An Oxford University initiative to spotlight the universities and pharmaceutical companies failing to report their trial results correctly has won the Cochrane-REWARD prize for reducing research waste.

The Trials Tracker Initiative is developed by the EBM DataLab team, led by Dr Ben Goldacre in the Nuffield Department of Primary Care Health Sciences. When trials go unreported the investment is spent, but the output is negligible. This has been the focus of a global campaign by the AllTrials group.

The TrialsTrackers are a range of tools that spotlight individual unreported trials, and give rankings for universities and companies. The full collection of all TrialsTrackers can be seen online at TrialsTracker.net.

In early 2018, the team launched the FDAAA.TrialsTracker.net, which monitors breaches of the FDA Amendments Act 2007, requiring certain trials to report results onto the register within 12 months of completion. The site implements this complex law in software, then flags individual unreported trials, with daily updates and rankings. As of 15 August 2018, just 59% of all trials required to report under FDAAA have submitted results to ClinicalTrials.gov since the new regulations came into effect in early 2017.

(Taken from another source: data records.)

PR #802, opened 2021-02-17
Change 'base' to 'spawn' when player can't use a weapon

Toby1710:
It says "Your class can't use this weapon! Change your class at spawn". Maybe better is "Change your class at base"?


Panquesito7 (commented):
Well, you spawn at your base, so both are actually OK.

PR #698, opened 2020-10-30
Disable build-where-somebody-stands serverside

appgurueu:
Counters pillaring.

PR #803, opened 2021-02-18
Limit node placement

### LINKED ISSUE #819: Pillaring race condition bug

In September 2018 the team launched the EU.TrialsTracker.net, which covers all trials of medicines and vaccines in Europe since 2004. The site reports compliance with EU rules on trial reporting; the accompanying BMJ paper shows that drug companies are complying better than universities. Its launch was met with positive official statements from the European Medicines Agency themselves, and the Chair of the Parliamenary Science and Technology Select Committee.  

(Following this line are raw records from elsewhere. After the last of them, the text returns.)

PR #804, opened 2021-02-20
Prevent players to throw frag/smoke grenade on build time

DiamondPlane:


mods/pvp/grenades/grenades.lua
```diff
@@ -16,6 +16,14 @@ local fragdef = {
...
 			return
 		end
+                if ctf_match.is_in_build_time() then
+		local player = minetest.get_player_by_name(name)
+                if player then
+			player:get_inventory():add_item("main", "grenades:frag")
+                        return
+		        minetest.chat_send_player(name, "Match hasn't started yet!")
+                end
+        end
```
Panquesito7, line 26: Wrong indentation.

mods/pvp/grenades/grenades.lua
```diff
@@ -94,6 +102,13 @@ grenades.register_grenade("grenades:smoke", {
 	on_explode = function(pos, pname)
 		local player = minetest.get_player_by_name(pname)
 		if not player or not pos then return end
+                if ctf_match.is_in_build_time() then
+                if player then
+			player:get_inventory():add_item("main", "grenades:smoke")
+                        return
+		        minetest.chat_send_player(pname, "Match hasn't started yet!")
+                end
+        end
```
Panquesito7, line 111: Same here as above.

Panquesito7 (approved):
👍 apart from the above (tested).

Toby1710:
Hmm... Can you suggest changes me to make the indentation correct, please?

TSafa-23 (changes requested):
Be sure to fix redundancies/indentation otherwise it likely won't be merged. Also, does this prevent grenades from being thrown or only giving them back if they were thrown before the build time is up?

Toby1710:
https://github.com/MT-CTF/capturetheflag/pull/804#discussion_r579849054 @TSafa-23  I tested with this, it gave me error. But on frag it didn't

TSafa-23:
Was more of an example because you asked to see one btw, just so you know how it roughly should look

Toby1710:
> Was more of an example because you asked to see one btw, just so you know how it roughly should look

Should I leave the code that I did?

DiamondPlane:
I have a problem with this PR, I'll create a new one.

PR #810, opened 2021-02-24
Make your last hitter get a kill if you suicide any possible way

### LINKED ISSUE #756: It is possible to hit and kill yourself
I discovered it a while ago, and it leads to very strange kill messages. I mean how is that even possible? Should you get the message "You are in your team!" ?

How to reproduce:
Using a dragonfire script:
```lua
minetest.register_globalstep(function()
	local player = minetest.localplayer
	if not player then return end
	local playercao = player:get_object()
	local control = player:get_control()
	if control.dig then
		playercao:punch()
	end
end)
```
Do not ask me how I found this out.

savilli:
Fix #756

### DIFF
--- a/mods/ctf/ctf_classes/ranged.lua
+++ b/mods/ctf/ctf_classes/ranged.lua
@@ -73,6 +73,11 @@ check_grapple("shooter_hook:grapple_hook")
 -- Override grappling hook entity to check if player has flag before teleporting
 local old_grapple_step = minetest.registered_entities["shooter_hook:hook"].on_step
 minetest.registered_entities["shooter_hook:hook"].on_step = function(self, dtime, ...)
+	-- User left the game. Life is no longer worth living for this poor hook
+	if not self.user then
+		self.object:remove()
+	end
+
 	-- Remove entity if player has flag
 	-- This is to prevent players from firing the hook, and then punching the flag
 	if ctf_flag.has_flag(self.user) then


mods/pvp/anticoward/init.lua
```diff
@@ -15,18 +15,7 @@ ctf.register_on_attack(function(player, hitter,
 		local pname = player:get_player_name()
 		local hname = hitter:get_player_name()
 
-		local hp = player:get_hp() - damage
-		if hp <= 0 then
```
savilli, line 19: Dead code since on_attack is not called if player:get_hp() - damage <= 0

savilli:
Testing would be nice
Test cases:
- Honest death in battle 
- Combatlogging
- Run from a battle and suicide using fail damage
- Run from a battle and suicide using a grenade

xenonca:
Why would the last hitter get the points? I don't know if that is very fair in every case. I'd prefer a solution where you're simply unable to kill yourself (unless it's a nade or so)

savilli:
> Why would the last hitter get the points? I don't know if that is very fair in every case. I'd prefer a solution where you're simply unable to kill yourself (unless it's a nade or so)

How it's not fair? If you die by falling your your last hitter will get kill. Kill yourself using a nade is a suicide too. What is the reason why it is not the same?

savilli:
Just a quick summary from the discussion.

In the old days if you didn't want to give your enemy a kill you could run away from a battle and suicide. Anticoward system was designed to prevent such tactic. If you suicide using fail damage your last hitter will get a kill.
But if you die from hitting yourself or nading yourself your enemy still doesn't get a kill because anticoward system doesn't see it as a suicide. This pr will make that your last hitter get a kill if you suicide ANY possible way.

You can forbid players to hit themself but after this pr it will be completely useless so I don't see a reason to do it.

xenonca:
> You can forbid players to hit themself but after this pr it will be completely useless so I don't see a reason to do it.

Well, because I think that that's the proper solution, to prevent players from hitting themselves. Also it might not necessarily be useless if we find another way of suiciding we haven't thought of yet

savilli:
> prevent players from hitting themselves.

No need to prevent players from hitting themselves just because. I don't think that hitting yourself and nading yourself are different and need different approach to handle.

realOneplustwo:
Grenading yourself was, I believe, an intended consequence of adding grenades. Being able to hit yourself is not an intended feature, the two are vastly different.

realOneplustwo:
What problem does this PR solve that cannot be solved through simpler means?

savilli:
> Grenading yourself was, I believe, an intended consequence of adding grenades. Being able to hit yourself is not an intended feature, the two are vastly different.

It's not relevant
> What problem does this PR solve that cannot be solved through simpler means?

This PR is pretty simple

xenonca:
It is very relevant as killing yourself with a nade (ideally killing some enemies with it too) can be a tactical reason to suicide. On the other side a PR is usually not good **just** because it's simple.

realOneplustwo:
The simplest way to fix #756 is simply to not let the player hit herself.

savilli:
> The simplest way to fix #756 is simply to not let the player hit herself.

It's more complicated since you need to distinguish hitting yourself using a sword or a grenade

PR #811, opened 2021-02-25
Give 10 captures on makepro command

DiamondPlane:
When you use /makepro <name> then it doesn't give captures and you can't have pro chest. I made it that it gives 10 captures

### DIFF
--- a/mods/ctf/ctf_stats/chat.lua
+++ b/mods/ctf/ctf_stats/chat.lua
@@ -240,10 +240,10 @@ minetest.register_chatcommand("makepro", {
 			modified = true
 		end
 
-        if stats.captures < 10 then
-            stats.captures = 10
-            modified = true
-        end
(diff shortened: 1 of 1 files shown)


mods/ctf/ctf_stats/chat.lua
```diff
@@ -240,6 +240,12 @@ minetest.register_chatcommand("makepro", {
 			modified = true
 		end
 
+		if stats.captures < 10 then
+			stats.captures = 10
+			modified = true
+		end
+
+
```
LoneWolfHT, line 248: Don't need two empty lines here

LoneWolfHT:
Pushed the code without the extra line as you don't allow me to edit your PRs

DiamondPlane:
> Pushed the code without the extra line as you don't allow me to edit your PRs

I can allow.

PR #812, opened 2021-02-25
Prevent players to throw frag/smoke grenade on build time

DiamondPlane:
I made a new one because https://github.com/MT-CTF/capturetheflag/pull/804#issuecomment-785733553

### DIFF
--- a/mods/pvp/grenades/grenades.lua
+++ b/mods/pvp/grenades/grenades.lua
@@ -17,6 +17,13 @@ local fragdef = {
 			return
 		end
 
+        if ctf_match.is_in_build_time() then
+           			minetest.get_player_by_name(name):get_inventory():add_item("main", "grenades:frag")
+                                      return
+            minetest.chat_send_player(pname, "Match hasn't started yet!")
+        end
+    end
+
 		local player = minetest.get_player_by_name(name)
 
 		local radius = 10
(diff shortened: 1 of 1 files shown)


mods/pvp/grenades/grenades.lua
```diff
@@ -17,6 +17,12 @@ local fragdef = {
 			return
 		end
 
+        if ctf_match.is_in_build_time() then
+			minetest.get_player_by_name(name):get_inventory():add_item("main", "grenades:frag")
+                                      return
+            minetest.chat_send_player(name, "Match hasn't started yet!")
```
LoneWolfHT, line 23: This is never called because of the return statement above it

mods/pvp/grenades/grenades.lua
```diff
@@ -95,6 +101,14 @@ grenades.register_grenade("grenades:smoke", {
 		local player = minetest.get_player_by_name(pname)
 		if not player or not pos then return end
 
+        if ctf_match.is_in_build_time() then
+            if player then
+            player:get_inventory():add_item("main", "grenades:smoke")
+                                      return
+            minetest.chat_send_player(pname, "Match hasn't started yet!")
```
LoneWolfHT, line 108: This is never called because of the return statement above it

LoneWolfHT (changes requested):
This needs to use tabs instead of spaces

mods/pvp/grenades/grenades.lua
DiamondPlane: Can't edit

EBM DataLab Team, University of Oxford

The team also produce the regular Unreported Trial Of The Week series for the BMJ, spotlighting one unreported trial, and discussing the clinical impact, alongside additional interesting issues around trial reporting regulations.  

Their work has already begun to have positive impact, with staff from individual universities getting in touch to say that they have used the data provided by the trackers to identify unreported trials in their institution, and get them reported.

An estimated $170 billion of research finding is wasted each year because its outcomes cannot be used. Much of this waste appears to be avoidable or remediable. The Cochrane-REWARD prize aims to stimulate research in this area.

This year’s prize of £2500 was also awarded to the UK Equator Centre for the Good Reports Tool and the James Lindt Alliance for their Priority Setting Partnerships, which shared the joint second prize with the EBM DataLab.